Employment, Environmental Conservation, Venezuela

In search of ‘El Dorado’ redux

It’s no secret that the prospect of flowing gold and oyster-sized pearls drew hordes of Europeans to the Americas. It was the stuff of legends — one a man could profit handsomely from a voyage into the New World, raiding and pillaging the fortunes laid before them. Profit was bestowed upon the daring opportunist. Entrepreneurs saw in the virgin markets an opportunity to project themselves up the socioeconomic ladder that disenfranchised many in the rigid hierarchy of Europe. Vendors operated outside the lines of state control, evading taxation and largely ignoring restrictions on trade in favor of their own operations.

Passing through the countless museums across Latin America, one would imagine that those legends and tendencies were long buried in the past. Yet, ironically not much has actually changed. Sure enough, the Americas are steeped in natural resources that profit many handsomely. But even as no mystic treasures along the epic scale of ‘El Dorado’ were to be discovered, its search continues among the large mining conglomerates and campesinos trying to make ends meet.

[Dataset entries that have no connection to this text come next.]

PR #83, opened 2025-10-13
Add middleware to allow valid requests to be embedded within arbitrary request bodies.

dctaf:
Allow API request bodies to be embedded within request bodies we do not
control. The path to the actual request body is specified as a URL parameter
`?_unwrap=`.

In this example, the request handler will receive {"actual": "content"}.

```
POST /api/endpoint?_unwrap=/data/payload
Content-Type: application/json
{"data": {"payload": {"actual": "content"}}}
```

Note that the `_unwrap=` parameter, if present, must be a valid [JSONPointer](https://jg-rp.github.io/python-jsonpath/pointers/) path so they normally will start with a `/`.

### DIFF
--- a/src/xngin/apiserver/test_request_encapsulation_middleware.py
+++ b/src/xngin/apiserver/test_request_encapsulation_middleware.py
@@ -41,7 +41,7 @@ def create_test_app(unwrap_param: str = "_unwrap") -> Starlette:
 @pytest.fixture(scope="module")
 def client():
     app = create_test_app()
-    return TestClient(app)
+    return TestClient(app, raise_server_exceptions=False)
 
 
 @pytest.mark.parametrize(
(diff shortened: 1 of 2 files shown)


src/xngin/apiserver/test_request_encapsulation_middleware.py
```diff
@@ -0,0 +1,298 @@
...
+
+def test_handles_empty_request_body(client):
+    response = client.post(
+        "/echo?_unwrap=/data",
+        data=None,
+        headers={"Content-Type": "application/json"},
+    )
+
+    assert response.status_code == 200
+    assert response.json() == {"received": None}
```
qixotic: So this is a special case in which we ignore the invalid JSONPointer path (since it can't point to anything valid inside an empty body) and call it a success regardless of what _unwrap is set to. I see on line 94 of the middleware where we explicitly return when the body is empty. Just calling out this different behavior from `test_error_on_invalid_paths` due to the body.

qixotic (approved):

PR #84, opened 2025-10-20
Minor fixes to generated OpenAPI spec.

dctaf:
(1) Adds OpenAPI documentation to the authentication headers and move datasource_dependency closer to where it is used.

(2) This makes minor changes to the return types for certain operations: by explicitly setting
`status_code=204`, the generated responses won't have a type definition for 200,
which makes the generated downstream code cleaner.

There is no behavior change.

Here is the generated Orval code before this change (note return type):

```typescript
export const abandonExperiment = async (
  datasourceId: string,
  experimentId: string,
  options?: RequestInit,
): Promise<unknown | void> => {
  return orvalFetch<unknown | void>(
    getAbandonExperimentUrl(datasourceId, experimentId),
    {
      ...options,
      method: "POST",
    },
  );
};
```

Here is the method afterwards:

```typescript
export const abandonExperiment = async (
  datasourceId: string,
  experimentId: string,
  options?: RequestInit,
): Promise<void> => {
  return orvalFetch<void>(getAbandonExperimentUrl(datasourceId, experimentId), {
    ...options,
    method: "POST",
  });
};
```

The consequences on the generated Rust code are more significant.

### DIFF
--- a/src/xngin/apiserver/routers/auth/auth_dependencies.py
+++ b/src/xngin/apiserver/routers/auth/auth_dependencies.py
@@ -135,7 +135,10 @@ def session_token_crypter_dependency():
 
 
 async def require_valid_session_token(
-    authorization: Annotated[HTTPAuthorizationCredentials, Depends(HTTPBearer())],
+    authorization: Annotated[
+        HTTPAuthorizationCredentials,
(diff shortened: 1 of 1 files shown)


dctaf:
The tests are failing because Docker Hub is having problems. Unit tests pass locally.

PR #92, opened 2025-10-25
add endpoint to filter online assignment requests server-side

qixotic:
## Description

Adds an endpoint for frequentist online assignments that support filtering participants on the server side given a list of properties before issuing an assignment.

Also adds common value validation across Filter values at experiment creation, participant querying, and assignment fetching for online experiments that do server-side filtering. (See `validate_filter_value`)

Minor corresponding FE PR: https://github.com/agency-fund/evidential-fe/pull/160

## How has this been tested?

unittests, including testing against our bq instance

## Checklist

Fill with `x` for completed.

### DIFF
--- a/.github/workflows/test.yaml
+++ b/.github/workflows/test.yaml
@@ -164,7 +164,7 @@ jobs:
           uv run xngin-cli create-apiserver-db
 
   bq-integration:
-    timeout-minutes: 5
+    timeout-minutes: 10
     runs-on: ubuntu-22.04
     needs: changes
     if: needs.changes.outputs.queries == 'true'


src/xngin/apiserver/routers/experiments/experiments_api.py
```diff
@@ -139,6 +141,47 @@ async def get_assignment_for_participant_with_apikey(
         experiment=experiment,
         participant_id=participant_id,
         create_if_none=create_if_none,
+        properties=None,
+        random_state=random_state,
+    )
+
+
+@router.post(
+    "/experiments/{experiment_id}/assignments/{participant_id}/assign_with_filters",
```
qixotic: @poorva-noora this is the proposed endpoint for online assignments; please also see OnlineAssignmentWithFiltersRequest. Should be pretty straightforward, but let me know if you have concerns about the simple payload to POST, thanks!

src/xngin/apiserver/routers/experiments/experiments_api.py
```diff
@@ -139,6 +141,47 @@ async def get_assignment_for_participant_with_apikey(
...
+    description="""
+    Get or create a frequentist online arm assignment for a participant that requires server-side
+    filtering. If an assignment already exists, the properties in the
+    OnlineAssignmentWithFiltersRequest are ignored and the existing assignment is returned.""",
+)
+async def get_online_experiment_assignment_for_participant(
```
dctaf: Nit: consider improving the naming consistency of some of these endpoints..

| Current | Suggestion | Why |
| --- | --- | --- |
| get_assignment_for_participant_with_apikey | get_assignment | API keys are not a feature-level concern. "Participant" is redundant because "assignment" is singular and obvious because we only make assignments for participants. |
| get_online_experiment_assignment_for_participant | get_assignment_filtered | Perhaps we want the filtered approach to apply to non-online experiments in the future. |
| get_cmab_experiment_assignment_for_participant | get_assignment_cmab | This is the same intention as get_assignment_for_participant, but specifically for CMAB. |

src/xngin/apiserver/routers/experiments/property_filters.py
```diff
@@ -0,0 +1,104 @@
...
+        if not _passes_filter(f, field_type, props.get(f.field_name)):
+            return False
+
+    return True
+
+
+def _passes_filter(exp_filter: Filter, field_type: DataType, value: PropertyValueTypes) -> bool:
+    """Check that a value passes a filter."""
+    py_value = _validate_value(value, field_type)
+    parsed_values = [_validate_value(v, field_type) for v in exp_filter.value]
```
dctaf: My understanding is that validating the values in Filter should only be necessary if the existing invariants on Filter are weak. Otherwise, we run the risk of introducing tighter constraints when it is used for online filtering vs when it is used for filtering from the data warehouse. The more we can ensure that this implementation can match the filtering behavior of the SQLAlchemy-generating behavior, the happier we will be long term.

src/xngin/apiserver/routers/experiments/property_filters.py
```diff
@@ -0,0 +1,104 @@
...
+
+    match exp_filter.relation:
+        case Relation.INCLUDES:
+            return py_value in parsed_values
+        case Relation.EXCLUDES:
+            return py_value not in parsed_values
```
dctaf: Do we need special handling for None/null?

src/xngin/apiserver/routers/experiments/test_property_filters.py
```diff
@@ -0,0 +1,505 @@
...
+
+import pytest
+
+from xngin.apiserver.routers.common_api_types import DataType, Filter, PropertyValueTypes
+from xngin.apiserver.routers.common_enums import Relation
+from xngin.apiserver.routers.experiments.property_filters import passes_filters
+
+
+@dataclass
+class Case:
```
dctaf: This is a great approach. It would be helpful to run the SQLAlchemy-backed filtering logic through the same tests so that we know our filtering implementation is similar to how it is evaluated in a SQL context. What do you think about running these tests against the filters in queries.py  too?

src/xngin/apiserver/routers/common_api_types.py
```diff
@@ -140,6 +141,33 @@ def check_has_only_one_of_pct_change_or_target(self) -> Self:
...
+class OnlineAssignmentWithFiltersRequest(ApiBaseModel):
+    """Request model for creating a new frequentist online assignment with server-side filtering.
+
+    Usage notes:
+    1. Currently only used for FREQ_ONLINE experiments.
+    2. If the experiment defines no filters, use the corresponding GET endpoint instead.
+    3. If an assignment already exists for a given participant, the property list is ignored and assignment returned.
+    4. Property names must reference a valid field_name from the participant_type defined in the experiment.
+    5. Property list may be empty.
+    6. If a filter is specified but no value is found, it is treated as NULL.
```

The following clip from the ‘El Dorado’ film series produced by the documentary site, VBS.tv, provides an interesting glimpse of this phenomena in Southeast Venezuela:

While the potent mercury released into the rivers of Venezuela may seem a fringe consequence, these tendencies continue to manifest across natural realms of the Americas. States are increasingly struck with pressures to consecutively protect environmental resources, balance the demand of commercial markets, and permit a measurable standard of living amongst its populace. Nope folks, ‘El Dorado’ lives on in the heart of many Latin Americans and those who seek its resources alike.